Sorry I'm late with a response...

1.65's will do two things because of the increased ratio: 1) increase valve lift, 2) increase the duration @ .050 figures. Swapping rocker arms is an easy way to effectively add a slightly "bigger" cam without actually changing cams. 
It's not a huge change - it's something you can do if you like, or "keep in your pocket" in case you want to step it up a little later. As long as you stay with the same manufacturer and style of rocker arm, switching them "shouldn't" require a pushrod change but it's always safer to check the contact pattern on the valves just to make sure.

Bear


----------



## Chris-Austria (Dec 23, 2010)

Thank you for your response Bear 
The engine builder sells me the pushrods, rockers, lifters and cam. I will know which parts are exactly used in January, until now I only know the specific camshaft and that he uses the stock ratio. Maybe I'll ask him to sell me a set of 1.65 rockers as well just to be sure to have the correct parts that I can change if I feel I want to try it. Probably after the engine has been driven a while and I go to the dyno I'll ask for 2 runs and change the rockers for the 2nd one.
I sometimes read that people like to "overcam" their Pontiac engines and for example Speed Pro recommends to use the smaller cam if there are 2 choices that look good. So I'm happy with my choice because I can't easily go smaller if I install the bigger cam, but with the rocker ratio I can go a little bigger after I installed the smaller cam.

The Scat connecting rods have already arrived, they look nice  I will have a much better feeling everytime I reach higher rpm's now.. no matter if stock ones would have worked.. the $ 500 are a good investment for a comfortable feeling instead of being afraid to crush a "almost" new engine.


----------



## BearGFR (Aug 25, 2008)

Sounds to me like you've got a good plan going. Can't wait to hear how it all turns out.

Bear


----------



## Chris-Austria (Dec 23, 2010)

Bear, do you know if the pushrod holes are large enough for the 1.65 ratio rockers?
(edelbrock d-port heads)
I tested it with a software called "desktop dyno 2000" and the results with 1.65 ratio rockers and my cam are a little better over the whole rpm range. 
CompCams offers a set of pushrods and 1.65 ratio rocker arms (roller tip) for a good price. I'm wondering if this will fit just fine?! (high energy pushrods and magnum rockers are included).
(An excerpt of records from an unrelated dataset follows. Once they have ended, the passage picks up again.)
Issue #223, opened 2017-08-18
Feature request: option for deciding how to parse query without argument


timhwang21:
Hi,

I was wondering if it would be possible to support passing an option for deciding how to parse queries without arguments? Currently `url?foo` can be parsed as either the empty string or as `null`. I am wondering if it's possible to have the parser treat a query without arguments as `true`.

Some background: I ran into a case in our codebase which does this, it seemed odd to me but apparently there's nothing in [the standards](https://tools.ietf.org/html/rfc3986#section-3.4) that forbid queries without arguments. Are there more specific standards (e.g. the node implementation) that this library is trying to adhere to?

Thanks!

ljharb:
I'm not sure what you mean by "without arguments" - in `url?foo`, `foo` is the query string; `qs.parse('foo&bar=')` indeed returns `{ bar: "", foo: "" }`, and `qs.stringify({ foo: '', bar: true }))` returns `'foo=&bar=true'`.

You can certainly do this, however:
```js
qs.stringify({ foo: '', bar: null }, { strictNullHandling: true }); // 'foo&bar='
qs.parse('foo&bar=', { strictNullHandling: true }); // { bar: '', foo: null }
```

Does that cover your use case?

timhwang21:
"Query string field without a value" would probably be more accurate, sorry.

I was mainly wondering if something like this were possible -- basically, supporting valueless fields being parsed as having a given value:

```javascript
qs.parse('foo&bar=', { parseEmptyValueAs: true }); // { bar: '', foo: true }
// possibly also useful
qs.parse('foo&bar=', { parseEmptyValueAs: '123' }); // { bar: '', foo: '123' }
```

Thanks!

ljharb:
That's interesting. Effectively, it'd be an option for both parse and stringify that defined what primitive "an absent value" was - so `qs.stringify({ foo: 123, bar: 456 }, { emptyValue: 123 })` would give `'foo&bar=456'`.

I think that's reasonable, since it's pretty cumbersome to do that otherwise.

timhwang21:
Sounds good, do you think it would make sense to (eventually) combine with `strictNullHandling`? Instead of `true` that option can just take whatever value you want the absent value to take. Otherwise the user may get unexpected results with `{ strictNullHandling: true, emptyValue: 123 }` -- it'd be user error for sure, but can be reduced by consolidating the settings.

ljharb:
[...]

PR #226, opened 2017-09-16
Feature> emptyValue options for parse & stringify

timhwang21:
Addresses #223.

Behavior:
* When parsing and encountering empty values, replaces them with
opt.emptyValue (default to '')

A set of full roller rocker arms is much more expensive.. probably they will reduce friction, but I'm not sure if this is really necessary for my street application?!


----------



## Chris-Austria (Dec 23, 2010)

the heads have finally arrived, now he can start putting things together.. there have been some changes again (heads are now 72cc, cam is now a compcams..)
the static and dynamic compression has been calculated.. it's 10.52 static and about 8.61 dynamic.. it should work just fine with 93 octane I guess



















and here the final .pdf


----------



## ALKYGTO (Mar 29, 2010)

Looks like a nice build up! :cheers


----------



## BearGFR (Aug 25, 2008)

Good deal, Chris.... you do realize that a video of it running is a requirement, right? 

Bear


----------



## Chris-Austria (Dec 23, 2010)

I'll record one, I promise 
The static compression now is a little higher as intended, but the engine builder says that 10.5 will work fine with the aluminium heads..
I read that 93octane is good up to 8.5 dynamic compression.. mine will be 8.61 (if I would use a roller cam I could decrease this number to 8.2). I would like to use 93oct because it is 15% cheaper than 95oct (called 100oct where I live). What do you think about it?


----------



## BearGFR (Aug 25, 2008)

10.5:1 with aluminum heads is getting close to the limit (in my opinion - others may differ) but you'll probably be fine on 93 octane. Make sure the tune-up is correct on the carburetors, you don't want to let it go lean. I looked at the specs for the cam (Comp 265DEH) and it's going to be pretty mild in a 428. I expect it to have a dead smooth idle and be very well mannered. You might be tempted to run the 1.65 rockers soon, or maybe go with a little "more" cam later if you find yourself wishing for more "attitude". 
The good news is that there's lots of room to "move up" if you ever get bored with it 

Bear


----------



## Chris-Austria (Dec 23, 2010)

The other cam (Speed Pro 1022) will not be used because he had problems with those since Nov 2012. Some had to be replaced so he don't want to use it. I remember that the 274XE might have too less vacuum and the only one with "more" cam would be the 268XE.. Best would be the 274 roller cam I guess, but I cannot spend that much money at this point. Don't you think the 265DE (LSA 110°) will be a little rougher than the 1022 (LSA 112°)? The valve lift of both is identical, even if the adv. duration is a little different.
What HFT cam would you prefer?

Do you know this article? http://www.pontiacpower.com/Compression.htm
I'm a little bit confused.. some say 10:1 is the limit, your experience is 10.5:1 with aluminium and his is 11.5:1
My engine builder thinks it's safe to go with 10.6:1... and the 87cc heads would only make 9.3:1 which is too low with alum. heads.
I hope it will work just fine.. even if it's at the limit. Do stock Edelbrock heads tend to have more or less CC in "reality"? So if the 72cc really have 73cc or even 74cc the compression ratio would be exactly at 10.5:1 

edit:
I tested all cams with "desktop dyno" and this is what I think: The (basic) 265DE makes good torque and power at low-mid rpm. The 275DE will make 30hp more at high rpm (5800) but have less power until 4000rpm. Same is with the 268XE and the 274XE could cause troubles with vacuum and generate good high rpm power, but as I use the car basicly for street use, I don't really like it's power range. So I can only decide between 265DE, 275DE and 268XE. The one I have now with the 1.65 ratio rockers might be the best choise in my opinion, but I'm open for other opinions!


----------



## mrbill (Jan 5, 2013)

Great thread... it's right where I'm at. I have a question: I have a '67 Lemans with a 400. I am building a '69 428 for this car. Will my 400 motor mounts work or will there be an issue? Seems I've read somewhere that its not a straight bolt up. 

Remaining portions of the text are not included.